▶ Exercise brief
In your answer, print every record exactly as it is written.

(Data items)
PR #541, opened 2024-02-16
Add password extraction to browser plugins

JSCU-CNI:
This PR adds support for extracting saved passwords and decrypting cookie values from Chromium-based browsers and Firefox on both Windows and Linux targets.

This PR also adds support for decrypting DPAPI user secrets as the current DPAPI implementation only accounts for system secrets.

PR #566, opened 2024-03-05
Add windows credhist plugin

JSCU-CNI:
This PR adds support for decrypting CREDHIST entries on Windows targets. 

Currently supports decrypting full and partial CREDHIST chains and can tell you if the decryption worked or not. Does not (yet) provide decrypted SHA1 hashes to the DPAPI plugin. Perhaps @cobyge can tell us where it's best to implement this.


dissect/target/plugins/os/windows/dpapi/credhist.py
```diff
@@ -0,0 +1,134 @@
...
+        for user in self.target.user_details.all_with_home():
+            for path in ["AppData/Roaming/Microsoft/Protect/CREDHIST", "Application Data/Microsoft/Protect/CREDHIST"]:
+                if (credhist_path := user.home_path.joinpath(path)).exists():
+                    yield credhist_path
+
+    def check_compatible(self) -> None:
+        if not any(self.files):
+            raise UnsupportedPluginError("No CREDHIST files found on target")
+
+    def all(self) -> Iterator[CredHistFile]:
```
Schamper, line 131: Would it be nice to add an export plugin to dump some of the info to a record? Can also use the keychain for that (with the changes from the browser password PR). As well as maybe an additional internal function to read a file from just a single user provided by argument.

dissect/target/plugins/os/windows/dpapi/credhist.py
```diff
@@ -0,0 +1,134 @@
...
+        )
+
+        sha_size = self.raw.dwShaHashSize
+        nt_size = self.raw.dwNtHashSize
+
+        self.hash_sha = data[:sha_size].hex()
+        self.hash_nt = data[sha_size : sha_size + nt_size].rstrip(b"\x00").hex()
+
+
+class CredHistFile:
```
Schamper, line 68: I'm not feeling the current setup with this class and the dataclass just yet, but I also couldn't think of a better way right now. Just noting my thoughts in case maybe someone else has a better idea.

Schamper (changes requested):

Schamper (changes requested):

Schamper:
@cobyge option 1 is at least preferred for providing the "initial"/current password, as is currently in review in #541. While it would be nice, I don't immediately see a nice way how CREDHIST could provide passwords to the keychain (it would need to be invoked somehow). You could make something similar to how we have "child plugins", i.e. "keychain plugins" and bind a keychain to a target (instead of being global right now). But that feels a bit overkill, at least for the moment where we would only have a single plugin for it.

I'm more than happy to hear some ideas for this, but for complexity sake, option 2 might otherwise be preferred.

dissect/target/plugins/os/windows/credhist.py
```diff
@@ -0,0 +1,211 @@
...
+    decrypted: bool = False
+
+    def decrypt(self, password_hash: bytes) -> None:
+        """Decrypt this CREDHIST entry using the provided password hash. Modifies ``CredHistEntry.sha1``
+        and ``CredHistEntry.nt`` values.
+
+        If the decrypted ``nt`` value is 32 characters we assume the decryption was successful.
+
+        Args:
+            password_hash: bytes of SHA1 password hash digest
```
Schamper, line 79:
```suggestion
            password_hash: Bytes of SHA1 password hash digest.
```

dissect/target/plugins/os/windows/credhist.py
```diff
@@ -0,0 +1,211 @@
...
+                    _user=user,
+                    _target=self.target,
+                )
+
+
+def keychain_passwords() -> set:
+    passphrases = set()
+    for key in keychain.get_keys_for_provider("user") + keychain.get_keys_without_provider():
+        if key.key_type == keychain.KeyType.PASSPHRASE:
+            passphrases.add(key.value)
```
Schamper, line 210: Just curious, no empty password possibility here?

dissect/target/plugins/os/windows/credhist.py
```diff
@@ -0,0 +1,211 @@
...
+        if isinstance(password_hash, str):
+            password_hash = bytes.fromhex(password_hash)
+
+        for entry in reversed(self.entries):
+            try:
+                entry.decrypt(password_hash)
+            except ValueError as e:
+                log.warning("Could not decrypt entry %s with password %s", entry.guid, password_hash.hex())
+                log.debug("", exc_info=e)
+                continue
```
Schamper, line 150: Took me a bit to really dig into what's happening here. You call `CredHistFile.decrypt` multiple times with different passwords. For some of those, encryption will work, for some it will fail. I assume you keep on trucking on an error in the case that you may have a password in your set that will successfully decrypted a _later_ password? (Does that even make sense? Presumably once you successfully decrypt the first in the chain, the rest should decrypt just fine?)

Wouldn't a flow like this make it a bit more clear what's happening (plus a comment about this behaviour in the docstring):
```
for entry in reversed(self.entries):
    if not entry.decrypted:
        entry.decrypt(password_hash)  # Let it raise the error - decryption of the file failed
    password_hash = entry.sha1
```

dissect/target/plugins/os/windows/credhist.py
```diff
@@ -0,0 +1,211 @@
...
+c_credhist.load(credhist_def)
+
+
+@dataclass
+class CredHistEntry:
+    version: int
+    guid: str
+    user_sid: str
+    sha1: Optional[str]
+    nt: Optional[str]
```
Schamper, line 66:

▶ Your response
PR #541, opened 2024-02-16
Add password extraction to browser plugins

JSCU-CNI:
This PR adds support for extracting saved passwords and decrypting cookie values from Chromium-based browsers and Firefox on both Windows and Linux targets.

This PR also adds support for decrypting DPAPI user secrets as the current DPAPI implementation only accounts for system secrets.

PR #566, opened 2024-03-05
Add windows credhist plugin

JSCU-CNI:
This PR adds support for decrypting CREDHIST entries on Windows targets. 

Currently supports decrypting full and partial CREDHIST chains and can tell you if the decryption worked or not. Does not (yet) provide decrypted SHA1 hashes to the DPAPI plugin. Perhaps @cobyge can tell us where it's best to implement this.


dissect/target/plugins/os/windows/dpapi/credhist.py
```diff
@@ -0,0 +1,134 @@
...
+        for user in self.target.user_details.all_with_home():
+            for path in ["AppData/Roaming/Microsoft/Protect/CREDHIST", "Application Data/Microsoft/Protect/CREDHIST"]:
+                if (credhist_path := user.home_path.joinpath(path)).exists():
+                    yield credhist_path
+
+    def check_compatible(self) -> None:
+        if not any(self.files):
+            raise UnsupportedPluginError("No CREDHIST files found on target")
+
+    def all(self) -> Iterator[CredHistFile]:
```
Schamper, line 131: Would it be nice to add an export plugin to dump some of the info to a record? Can also use the keychain for that (with the changes from the browser password PR). As well as maybe an additional internal function to read a file from just a single user provided by argument.

dissect/target/plugins/os/windows/dpapi/credhist.py
```diff
@@ -0,0 +1,134 @@
...
+        )
+
+        sha_size = self.raw.dwShaHashSize
+        nt_size = self.raw.dwNtHashSize
+
+        self.hash_sha = data[:sha_size].hex()
+        self.hash_nt = data[sha_size : sha_size + nt_size].rstrip(b"\x00").hex()
+
+
+class CredHistFile:
```
Schamper, line 68: I'm not feeling the current setup with this class and the dataclass just yet, but I also couldn't think of a better way right now. Just noting my thoughts in case maybe someone else has a better idea.

Schamper (changes requested):

Schamper (changes requested):

Schamper:
@cobyge option 1 is at least preferred for providing the "initial"/current password, as is currently in review in #541. While it would be nice, I don't immediately see a nice way how CREDHIST could provide passwords to the keychain (it would need to be invoked somehow). You could make something similar to how we have "child plugins", i.e. "keychain plugins" and bind a keychain to a target (instead of being global right now). But that feels a bit overkill, at least for the moment where we would only have a single plugin for it.

I'm more than happy to hear some ideas for this, but for complexity sake, option 2 might otherwise be preferred.

dissect/target/plugins/os/windows/credhist.py
```diff
@@ -0,0 +1,211 @@
...
+    decrypted: bool = False
+
+    def decrypt(self, password_hash: bytes) -> None:
+        """Decrypt this CREDHIST entry using the provided password hash. Modifies ``CredHistEntry.sha1``
+        and ``CredHistEntry.nt`` values.
+
+        If the decrypted ``nt`` value is 32 characters we assume the decryption was successful.
+
+        Args:
+            password_hash: bytes of SHA1 password hash digest
```
Schamper, line 79:
```suggestion
            password_hash: Bytes of SHA1 password hash digest.
```

dissect/target/plugins/os/windows/credhist.py
```diff
@@ -0,0 +1,211 @@
...
+                    _user=user,
+                    _target=self.target,
+                )
+
+
+def keychain_passwords() -> set:
+    passphrases = set()
+    for key in keychain.get_keys_for_provider("user") + keychain.get_keys_without_provider():
+        if key.key_type == keychain.KeyType.PASSPHRASE:
+            passphrases.add(key.value)
```
Schamper, line 210: Just curious, no empty password possibility here?

dissect/target/plugins/os/windows/credhist.py
```diff
@@ -0,0 +1,211 @@
...
+        if isinstance(password_hash, str):
+            password_hash = bytes.fromhex(password_hash)
+
+        for entry in reversed(self.entries):
+            try:
+                entry.decrypt(password_hash)
+            except ValueError as e:
+                log.warning("Could not decrypt entry %s with password %s", entry.guid, password_hash.hex())
+                log.debug("", exc_info=e)
+                continue
```
Schamper, line 150: Took me a bit to really dig into what's happening here. You call `CredHistFile.decrypt` multiple times with different passwords. For some of those, encryption will work, for some it will fail. I assume you keep on trucking on an error in the case that you may have a password in your set that will successfully decrypted a _later_ password? (Does that even make sense? Presumably once you successfully decrypt the first in the chain, the rest should decrypt just fine?)

Wouldn't a flow like this make it a bit more clear what's happening (plus a comment about this behaviour in the docstring):
```
for entry in reversed(self.entries):
    if not entry.decrypted:
        entry.decrypt(password_hash)  # Let it raise the error - decryption of the file failed
    password_hash = entry.sha1
```

dissect/target/plugins/os/windows/credhist.py
```diff
@@ -0,0 +1,211 @@
...
+c_credhist.load(credhist_def)
+
+
+@dataclass
+class CredHistEntry:
+    version: int
+    guid: str
+    user_sid: str
+    sha1: Optional[str]
+    nt: Optional[str]
```
Schamper, line 66:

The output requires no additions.